Greg Schneider / Washington Post – 2005-04-01 23:15:37
http://www.sfgate.com/cgibin/article.cgi?file=/chronicle/archive/2005/04/01/BUGH4C1LLI1.DTL&type=business
(April 1, 2005) — Environmentalists aren’t the only ones applauding the stumbling sales of big SUVs and pickups in the face of high gas prices.
Groups of conservative Republicans see an opportunity to step up a campaign to promote alternative-fuel vehicles and wean the nation from dependence on foreign oil. While skeptical about links between autos and global warming, the conservatives have concluded that cutting gasoline consumption is a matter of national security.
A who’s who of right-leaning military hawks — including former CIA Director James Woolsey and Iraq war advocate Frank Gaffney — has joined with environmental advocates such as the Natural Resources Defense Council to lobby Congress to spend $12 billion to cut oil use in half by 2025.

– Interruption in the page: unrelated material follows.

PR #928, opened 2017-04-04
TASK: throw InvalidConfigurationException if there are no secondLevelCache settings for doctrine

kabarakh:
#When using more than one doctrine backend, you have to make sure to set TYPO3.Flow.persistence.doctrine.secondLevelCache, or else you will get "An error occurred in the Database Abstraction Layer." as an exception which doesn't tell you much. By throwing an approriate exception we make clearer what the problem is.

The alliance highlights how popular sentiment is turning against the gas-guzzling culture of the past decade and how technologies such as gas-electric hybrids are finding increasingly widespread support.

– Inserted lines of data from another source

PR #931, opened 2017-04-06
BUGFIX: Injected configuration should also be ignored in class schema

kitsunet:
Injected properties were always ignored in the persistence class schema as
it makes no sense to persist injected properties. Same is obviously true for
injected configuration, but this was never done so this change ignores
properties with a ``InjectConfiguration`` annotation.

This may be breaking if you use ``InjectConfiguration`` on a property that you
actually want to persist (which is not a good idea anyway). You would need to
add another property with the inject annotation and pass the value over to the
persisted property in ``initializeObject`` for example.

### DIFF
--- a/TYPO3.Flow/Classes/TYPO3/Flow/Reflection/ReflectionService.php
+++ b/TYPO3.Flow/Classes/TYPO3/Flow/Reflection/ReflectionService.php
@@ -1607,6 +1607,10 @@ class ReflectionService
             return false;
         }
 
+        if ($this->isPropertyAnnotatedWith($className, $propertyName, Flow\InjectConfiguration::class)) {
+            return false;
+        }
+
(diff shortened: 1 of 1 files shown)


Benjamin-K:
Can this pr also be merged to Neos 2.3? Since Neos 2.3.12 images do not work correct any more and this PR will fix it. More on that here: https://github.com/neos/neos-development-collection/pull/1513

gerhard-boden:
@kitsunet Could you set the base to 2.2?

kitsunet:
This is Flow! Flow 3.3 is the matching for Neos 2.3

kitsunet:
And yes I would also try to put a test in place but as our current builds are broken I would like to have this merged ASAP and release a working tagged version.

kitsunet:
@gerhard-boden why 2.2? You mean Flow 3.2 and if so then why?

PR #932, opened 2017-04-07
TASK: Adjust schema of routes configuration

mficzel:
Previously the route parts were evaluated correct regardless of the configured keys because the schema used the configuration `additionalAttributes = FALSE` instead of `additionalProperties = FALSE`. This is fixed and the schema is updated 

- validate the keys in route parts strictly
- allow configuration of `objectType` and  `uriPattern ` instead of `handler`
- allow `options` and `toLowerCase` for all routeParts


mficzel:
I changed the target branch to 3.3 since 3.2 is in security fix only mode now.

mficzel:
This one can be tested via `./flow configuration:validate --type Routes`. After this change the configuration should still be valid but detect if an unexpected key is added in a routePart configuration.

PR #933, opened 2017-04-08
BUGFIX: Correctly document usage of ``...cookie.domain`` setting

kitsunet:
The cookie domain was allowed to be set with a leading dot to signal
that it should be valid for all subdomains. This was later changed in
the current RFC 6265. Our ``Session`` implementation checks for domains
without leading dot, while the comment suggested to use it. This is now
matched.

Fixes: neos/neos-development-collection#813


kitsunet:
https://github.com/neos/neos-development-collection/issues/813

PR #935, opened 2017-04-12
TASK: Use generateRandomString() instead of uniqid()

kdambekalns:
This reduces the risk of collision on temporary filenames and other
identifiers and data.


hmrdk:
🙏

kdambekalns:
Yes, just strange it didn't happen locally (using PHP 5.6 as well for the tests). Whatever…

PR #939, opened 2017-04-13
TASK: Update Readme.rst and Upgrading.rst for 4.1

kdambekalns:


Neos.Flow/Resources/Private/Installer/Distribution/Essentials/Upgrading.rst
```diff
@@ -125,5 +77,5 @@ in *Development Context*, padded with some manual checking and adjustments needs
 That should result in a working package.
 
 If it does not and you have no idea what to do next, please get in touch
-with us. The `support page <https://www.neos.io/support/>`_ provides more
```
aertmann: doesn't this needs to be fixed in a lower branch?

kdambekalns: Yes, it does. Also in the Readme badges, we might want to point to the correct branch on RTFD instead of latest. But I decided to stick to this simple thing for now…

PR #2362, opened 2020-12-19
BUGFIX: Avoid passing signal information depending on other signals to same slot

albe:
This fixes a regression introduced with #2216

Fixes neos/content-repository-search#42


kdambekalns (approved):
Thanks for the fix, sorry for causing this! So much for our review process… 😬

albe:
Humans are better are finding conceptual errors rather than functional ones :) That's why we have a test suite (which is incomplete, yes)

daniellienert:
Thanks guys!

Issue #2367, opened 2020-12-31
DX: DebugExceptionHandler: Make backtrace code toggable with HTML5 element <details>


sorenmalling:
The current DebugExceptionHandler can be quiet a mouthful, when the full backtrace code is printed

![image](https://user-images.githubusercontent.com/531918/103406010-6eeb0280-4b59-11eb-9da7-aeca029bb3b4.png)

For a improved developer experiment, i suggest that we make us of the HTML5 element `<details>` for rendering the backtrace code. `<details>` has the great benefit of being collapsed by default (see image)
![image](https://user-images.githubusercontent.com/531918/103405976-4ebb4380-4b59-11eb-9f98-f9b95f19a5c3.png)

And have native browser support for expanding by clicking the `<summary>` content (in this example "Backtrace code") - see image:

![image](https://user-images.githubusercontent.com/531918/103406081-b4a7cb00-4b59-11eb-90fa-08f6b95ec544.png)

PR #2368, opened 2020-12-31
FEATURE: Make backtrace code expandable with HTML5 <summary> element

sorenmalling:
The backtrace code is printed when the DebugExceptionHandler is active (in "Development" context).

This can be queit a mouthful for new users and developers. The backtrace go all the way back to the Flow Bootstrapping - things that are interesting when you get more into Flow.

This is changed, by using the HTML5 element `<summary>` element that support collapsing without any extra libraries or code

Resolves: #2367


jonnitto (approved):
Small change, but a huge impact on the developer experience! Thanks a lot, @sorenmalling; great idea! ❤️

daniellienert (changes requested):
I am really unsure about this change as I think it does not improve the experience. 

-  As an experienced developer I now have an additional klick every time a get an error message to see the stack trace
- New developers are already lost with the information above the stack trace.
- The toggle for the backtrace is rather small compared to other visual elements of the error message and can be easily overlooked

sorenmalling:
> -  As an experienced developer I now have an additional klick every time I get an error message to see the stack trace

Is that because the exception that we bring with Flow is not usefully "low-quality", that this extra click is a issue? 
If so and we can agree upon, we ca  create a umbrella issue for working on that - that will bring better development experience for sure 😍

> - New developers are already lost with the information above the stack trace.

Where does this conclusion come from? Because of low-quality exception messages? Experience with new developers at work? And is that comment a pro or cons of the proposed change?


> - The toggle for the backtrace is rather small compared to other visual elements of the error message and can be easily overlooked

We talk about the visual of the "toggle" - so that means that you like the idea, despite above comments? 🤩

sorenmalling:
ping @daniellienert

sorenmalling:
ping @daniellienert

sorenmalling:
ping @albe care to consider this for 7.1 or if it should be rejected?

albe:
I do think this makes the first look on the exception page quite a bit less overwhelming, so 👍 for that. But I also do see the points that Daniel makes - especially in a relatively tight debug cycles with "edit code, reload, check exception stack trace, repeat" having to click again and again can become a nuisance. Not sure if that is more important than not overwhelming in the first place. And yes, let's make the backtrace toggle slightly larger and/or use the white font on dark blue color as for each stack trace method headline.

I'd not veto this and maybe we can somehow convince Daniel that having to click the toggle is not quite as bad?

sorenmalling:
@mficzel sounds superb 👍

sorenmalling:
@daniellienert @mficzel @albe 

Idea came up today:

 - Per default, the stack trace is "hidden".
 - If you expand it, we set a localStorage item like "Flow_Exception_Backtrace_Expanded" = true
 - If this is set, it's expanded by default and can be toggled.

All possible with vanilla js and no requirement from outside libraries

mhsdesign:
as im relatively new to neos i remember that these messages where a long time so overwehlming, that i didnt even really read the exception message. So i would love a more structured less bloated design which is more beginner friendly. (and maybe even more appealing ^^ )

(i do kind of agree with daniel on 'New developers are already lost with the information above the stack trace.' ;) - own experience ^^)

jonnitto:
> @daniellienert @mficzel @albe
> 
> Idea came up today:
> 
> * Per default, the stack trace is "hidden".
> * If you expand it, we set a localStorage item like "Flow_Exception_Backtrace_Expanded" = true
> * If this is set, it's expanded by default and can be toggled.
> 
> All possible with vanilla js and no requirement from outside libraries

@sorenmalling will you finish this feature before we branch for 7.3? Because I would also like to have it as you described

sorenmalling:
> > @daniellienert @mficzel @albe
> > Idea came up today:
> > 
> > * Per default, the stack trace is "hidden".
> > * If you expand it, we set a localStorage item like "Flow_Exception_Backtrace_Expanded" = true
> > * If this is set, it's expanded by default and can be toggled.
> > 
> > All possible with vanilla js and no requirement from outside libraries
> 
> @sorenmalling will you finish this feature before we branch for 7.3? Because I would also like to have it as you described

Yes, I will give it a go Monday 👍

sorenmalling:
ping all involved :)
Videos show the implementation of localStorage

By default it's closed
If you open, it will open on next request
If you close again, it will be closed on next request

https://user-images.githubusercontent.com/531918/143827853-fad892b7-cbad-4555-ba98-f20909cde4a5.mov

sorenmalling:
> I do not strongly disagree - it really seems valuable to others

@daniellienert I hope this solution can be useful for your workflow as well 💙

Neos.Flow/Resources/Public/Error/Exception.js
```diff
@@ -0,0 +1,14 @@
+let backtrace = document.querySelector(".Flow-Debug-Exception-Backtrace-Code");
+let localStorageItemIdentifier = 'Flow-Debug-Exception-Backtrace-Code-Open';
```
markusguenther, line 2: This could be a `const`, as we don't modify the values

markusguenther (approved):
I can understand the concerns of @daniellienert, but in general, I like the change.
Just had a tiny comment in the JS and the Psalm issue seems to be unrelated :)

Thanks Søren 💙

Neos.Flow/Resources/Public/Error/Exception.css
```diff
@@ -80,6 +80,16 @@ pre {
...
+.Flow-Debug-Exception-Backtrace-Code {
+    background: #fff;
+    color: #656a71;
+    padding: 5px;
+}
+.Flow-Debug-Exception-Backtrace-Code summary{
+    cursor: pointer;
+
+}
+
```
jonnitto, line 92:
```suggestion
.Flow-Debug-Exception-Backtrace-Code {
    background: #fff;
    color: #656a71;
    padding: 5px;
}

.Flow-Debug-Exception-Backtrace-Code summary{
    cursor: pointer;
}

```

jonnitto: Just a bit code cleanup ;-)

jonnitto (approved):
Just a small code cleanup…

PR #2372, opened 2021-01-05
TASK: Fix incomplete docblock typehints

tvt:
Fixed a couple of places where null was a possible return value, but wasn't added to the docblock typehint.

“I think there are a number of things converging,” said Gary Bauer, a former Republican presidential candidate and former head of the Family Research Council who has signed on to a strange-bedfellows coalition of conservatives and environmentalists called Set America Free. “I just think reasonable people are more inclined right now to start thinking about ways our country’s future isn’t dependent on … oil from a region where there are a lot of very bad actors.”
The war in Iraq and escalating terrorism in the Middle East have shaken Americans’ faith in cheap, plentiful gasoline. The average price of a gallon of regular gasoline nationally reached $2.15 on Wednesday, according to the AAA Fuel Gauge report, and benchmark crude oil closed at $55.40 per barrel on Thursday, compared with $36.25 a year ago. Last week, a survey sponsored by the nonpartisan Civil Society Institute in Boston found that two-thirds of Americans feel it is patriotic to buy a more fuel-efficient vehicle.
At the same time, the success of the Toyota Prius and the Ford Escape Hybrid has demonstrated that drivers don’t have to sacrifice fun, performance or status to achieve better gas mileage.
The Civil Society survey of more than 1,000 people — evenly divided between men and women — found that nearly two-thirds worry that Japanese and other foreign automakers are pulling ahead of their US counterparts in alternative-fuel technology. Such fears are changing many long-standing positions on the issue of fuel economy. While Democrats have rallied against America’s oil dependence — Sen. John Kerry, D-Mass., termed the issue a national emergency during last year’s presidential campaign — Republicans have been more likely to advocate further exploration for oil reserves than to sound the alarm about the need for new technologies.
On Monday, 31 national security experts wrote to President Bush on behalf of the Energy Future Coalition, a nonpartisan think tank founded in 2001, calling for the development of alternative-fuel vehicles. The group included prominent Republicans — such as Robert McFarlane, President Ronald Reagan’s national security adviser, and Boyden Gray, White House counsel for President George H.W. Bush — as well as Democrats, including former Colorado Sen. Gary Hart.
Environmental advocates at the Natural Resources Defense Council said they were surprised late last year when several conservative groups called about working together to promote alternative-fuel vehicles. The idea of using federal funding to encourage industry to change, instead of just handing out punishment for not meeting fuel-efficiency guidelines, was especially attractive, said David Doniger, policy director for the group’s Climate Center.
“Our belief is that there is a lot of merit to policies that I guess you’d call carrot-and-stick policies,” he said. “You need the limits on pollution … but in addition, we recognize that the industry could benefit from some incentives to convert technology more quickly and at lower cost.”
Such legislation “may be both more enactable and more successful than focusing only on the limits, or on the stick, so to speak,” Doniger said.
The United Auto Workers also has come around to accepting the need for alternative-fuel vehicles. The union has long viewed efforts to boost federal gas mileage standards as a threat to Detroit’s success with truck and SUV sales, and as bad for US jobs.
Now the union sees a new threat from the increasing popularity of foreign-produced hybrid and advanced diesel technology, which a recent University of Michigan study said could cost the United States as many as 200,000 jobs.
So the union, in cooperation with the nonpartisan National Commission on Energy Policy, has begun promoting a proposal for a federal program to encourage US manufacturers to develop alternative-fuel technology and keep those jobs here. “The guts of what we’re proposing — which is really an investment tax credit — that’s not a Republican or Democrat idea.
That’s sort of motherhood and apple pie to business folks and conservative folks. In theory, I do think we have support across the political spectrum to this type of approach,” said Alan Reuther, legislative director at the union.